** Opening SOURCE DATA block **
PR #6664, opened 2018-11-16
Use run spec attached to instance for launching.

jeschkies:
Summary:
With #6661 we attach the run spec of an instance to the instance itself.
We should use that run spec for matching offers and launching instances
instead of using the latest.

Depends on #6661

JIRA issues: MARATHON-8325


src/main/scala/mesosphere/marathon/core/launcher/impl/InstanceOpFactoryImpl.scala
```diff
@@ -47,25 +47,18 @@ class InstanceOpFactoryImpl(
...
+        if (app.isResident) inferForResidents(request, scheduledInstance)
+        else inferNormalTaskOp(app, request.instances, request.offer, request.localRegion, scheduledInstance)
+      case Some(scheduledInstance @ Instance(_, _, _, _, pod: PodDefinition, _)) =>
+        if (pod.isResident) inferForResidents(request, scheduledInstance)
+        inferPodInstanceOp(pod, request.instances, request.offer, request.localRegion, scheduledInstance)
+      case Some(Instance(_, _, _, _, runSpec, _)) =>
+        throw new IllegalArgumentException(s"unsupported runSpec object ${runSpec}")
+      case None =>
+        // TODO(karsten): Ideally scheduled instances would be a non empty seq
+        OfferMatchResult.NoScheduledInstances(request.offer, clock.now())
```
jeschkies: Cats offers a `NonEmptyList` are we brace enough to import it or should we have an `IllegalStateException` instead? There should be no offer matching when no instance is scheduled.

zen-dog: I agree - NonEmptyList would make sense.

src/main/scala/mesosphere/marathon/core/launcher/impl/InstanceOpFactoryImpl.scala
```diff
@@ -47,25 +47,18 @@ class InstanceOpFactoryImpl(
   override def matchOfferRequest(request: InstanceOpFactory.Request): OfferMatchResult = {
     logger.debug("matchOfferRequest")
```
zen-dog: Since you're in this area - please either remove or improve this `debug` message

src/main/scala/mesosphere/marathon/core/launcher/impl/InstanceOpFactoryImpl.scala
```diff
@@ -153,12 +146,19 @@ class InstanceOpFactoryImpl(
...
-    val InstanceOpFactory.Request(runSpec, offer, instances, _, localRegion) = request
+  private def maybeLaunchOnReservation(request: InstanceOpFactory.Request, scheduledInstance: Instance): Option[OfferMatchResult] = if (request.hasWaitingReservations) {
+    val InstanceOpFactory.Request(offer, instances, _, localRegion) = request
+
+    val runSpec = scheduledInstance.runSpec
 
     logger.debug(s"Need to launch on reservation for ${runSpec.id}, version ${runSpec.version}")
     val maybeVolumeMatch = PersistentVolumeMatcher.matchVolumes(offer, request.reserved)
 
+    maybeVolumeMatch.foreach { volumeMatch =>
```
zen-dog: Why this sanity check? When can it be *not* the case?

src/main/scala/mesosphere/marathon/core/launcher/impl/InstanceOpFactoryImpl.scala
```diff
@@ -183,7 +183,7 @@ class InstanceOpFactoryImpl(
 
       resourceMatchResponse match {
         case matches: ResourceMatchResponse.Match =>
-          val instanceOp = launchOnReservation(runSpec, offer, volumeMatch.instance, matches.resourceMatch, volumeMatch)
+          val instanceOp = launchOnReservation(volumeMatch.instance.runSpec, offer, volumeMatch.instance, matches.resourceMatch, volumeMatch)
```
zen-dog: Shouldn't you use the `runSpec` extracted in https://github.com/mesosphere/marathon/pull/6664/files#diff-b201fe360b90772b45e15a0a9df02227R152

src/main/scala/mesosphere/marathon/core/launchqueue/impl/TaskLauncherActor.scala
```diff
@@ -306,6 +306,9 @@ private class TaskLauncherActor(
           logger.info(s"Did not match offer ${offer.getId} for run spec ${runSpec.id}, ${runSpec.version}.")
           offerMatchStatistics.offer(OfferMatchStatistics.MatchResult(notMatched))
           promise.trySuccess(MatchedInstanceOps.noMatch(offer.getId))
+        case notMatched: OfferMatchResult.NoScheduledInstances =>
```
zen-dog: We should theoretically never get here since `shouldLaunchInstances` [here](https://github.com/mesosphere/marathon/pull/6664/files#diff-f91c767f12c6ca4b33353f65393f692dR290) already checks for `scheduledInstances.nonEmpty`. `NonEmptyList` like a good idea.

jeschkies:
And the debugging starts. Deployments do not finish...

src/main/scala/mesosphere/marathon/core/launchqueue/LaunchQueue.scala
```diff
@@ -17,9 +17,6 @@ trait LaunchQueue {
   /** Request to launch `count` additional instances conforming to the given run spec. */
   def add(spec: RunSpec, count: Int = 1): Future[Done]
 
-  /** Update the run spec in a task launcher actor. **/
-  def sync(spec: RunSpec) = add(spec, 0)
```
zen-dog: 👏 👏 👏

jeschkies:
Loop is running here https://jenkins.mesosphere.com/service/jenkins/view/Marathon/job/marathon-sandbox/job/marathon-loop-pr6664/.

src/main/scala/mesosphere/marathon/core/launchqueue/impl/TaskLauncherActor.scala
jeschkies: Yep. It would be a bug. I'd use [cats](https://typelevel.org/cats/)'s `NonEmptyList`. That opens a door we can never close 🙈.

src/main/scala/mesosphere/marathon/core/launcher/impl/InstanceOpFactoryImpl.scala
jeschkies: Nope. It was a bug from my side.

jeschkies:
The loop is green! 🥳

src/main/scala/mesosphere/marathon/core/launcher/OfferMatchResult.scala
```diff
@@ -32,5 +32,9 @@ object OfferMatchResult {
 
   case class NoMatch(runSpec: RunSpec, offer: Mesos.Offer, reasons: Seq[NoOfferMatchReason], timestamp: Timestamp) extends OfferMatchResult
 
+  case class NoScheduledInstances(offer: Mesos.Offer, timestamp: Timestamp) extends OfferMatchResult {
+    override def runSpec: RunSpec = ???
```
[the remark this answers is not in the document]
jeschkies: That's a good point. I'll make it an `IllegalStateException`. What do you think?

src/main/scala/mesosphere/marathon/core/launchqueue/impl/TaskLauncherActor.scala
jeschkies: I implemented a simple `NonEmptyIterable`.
** Closing SOURCE DATA block **
** Opening SOURCE DATA block **
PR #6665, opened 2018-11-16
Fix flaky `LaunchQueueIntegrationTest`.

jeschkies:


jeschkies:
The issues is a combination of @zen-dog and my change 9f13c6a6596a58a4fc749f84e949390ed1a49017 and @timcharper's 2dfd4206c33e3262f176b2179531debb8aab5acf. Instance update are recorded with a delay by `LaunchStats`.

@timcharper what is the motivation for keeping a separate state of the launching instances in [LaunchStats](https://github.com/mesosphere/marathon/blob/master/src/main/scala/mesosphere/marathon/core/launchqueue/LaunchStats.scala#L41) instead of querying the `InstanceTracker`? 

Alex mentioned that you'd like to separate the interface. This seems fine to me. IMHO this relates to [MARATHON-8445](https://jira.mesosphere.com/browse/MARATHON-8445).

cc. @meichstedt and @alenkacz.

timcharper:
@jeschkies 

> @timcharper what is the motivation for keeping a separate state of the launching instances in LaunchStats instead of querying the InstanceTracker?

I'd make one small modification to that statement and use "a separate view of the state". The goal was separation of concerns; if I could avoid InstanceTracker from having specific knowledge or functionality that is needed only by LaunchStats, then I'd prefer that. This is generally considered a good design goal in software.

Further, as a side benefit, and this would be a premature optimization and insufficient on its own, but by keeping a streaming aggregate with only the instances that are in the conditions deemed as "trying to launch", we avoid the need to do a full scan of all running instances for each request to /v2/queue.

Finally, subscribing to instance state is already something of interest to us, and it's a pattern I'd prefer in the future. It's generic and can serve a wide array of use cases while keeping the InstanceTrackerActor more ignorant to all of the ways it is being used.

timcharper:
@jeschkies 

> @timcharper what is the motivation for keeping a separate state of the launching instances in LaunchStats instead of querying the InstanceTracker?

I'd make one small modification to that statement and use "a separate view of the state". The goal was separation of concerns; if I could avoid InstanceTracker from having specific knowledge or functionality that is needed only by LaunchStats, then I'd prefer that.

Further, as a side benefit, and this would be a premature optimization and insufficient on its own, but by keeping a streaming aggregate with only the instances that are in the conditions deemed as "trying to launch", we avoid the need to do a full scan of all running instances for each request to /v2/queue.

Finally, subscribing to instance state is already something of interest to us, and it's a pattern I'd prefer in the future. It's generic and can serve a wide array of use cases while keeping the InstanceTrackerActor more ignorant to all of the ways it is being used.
** Closing SOURCE DATA block **
• **EXERCISE**
Would you copy out exactly the lines above that start at the one containing "PR #6664, opened 2018-11-16" and end at the one containing "jeschkies: Cats offers", inclusive?

• **EXERCISE RESPONSE**
PR #6664, opened 2018-11-16
Use run spec attached to instance for launching.

jeschkies:
Summary:
With #6661 we attach the run spec of an instance to the instance itself.
We should use that run spec for matching offers and launching instances
instead of using the latest.

Depends on #6661

JIRA issues: MARATHON-8325


src/main/scala/mesosphere/marathon/core/launcher/impl/InstanceOpFactoryImpl.scala
```diff
@@ -47,25 +47,18 @@ class InstanceOpFactoryImpl(
...
+        if (app.isResident) inferForResidents(request, scheduledInstance)
+        else inferNormalTaskOp(app, request.instances, request.offer, request.localRegion, scheduledInstance)
+      case Some(scheduledInstance @ Instance(_, _, _, _, pod: PodDefinition, _)) =>
+        if (pod.isResident) inferForResidents(request, scheduledInstance)
+        inferPodInstanceOp(pod, request.instances, request.offer, request.localRegion, scheduledInstance)
+      case Some(Instance(_, _, _, _, runSpec, _)) =>
+        throw new IllegalArgumentException(s"unsupported runSpec object ${runSpec}")
+      case None =>
+        // TODO(karsten): Ideally scheduled instances would be a non empty seq
+        OfferMatchResult.NoScheduledInstances(request.offer, clock.now())
```
jeschkies: Cats offers a `NonEmptyList` are we brace enough to import it or should we have an `IllegalStateException` instead? There should be no offer matching when no instance is scheduled.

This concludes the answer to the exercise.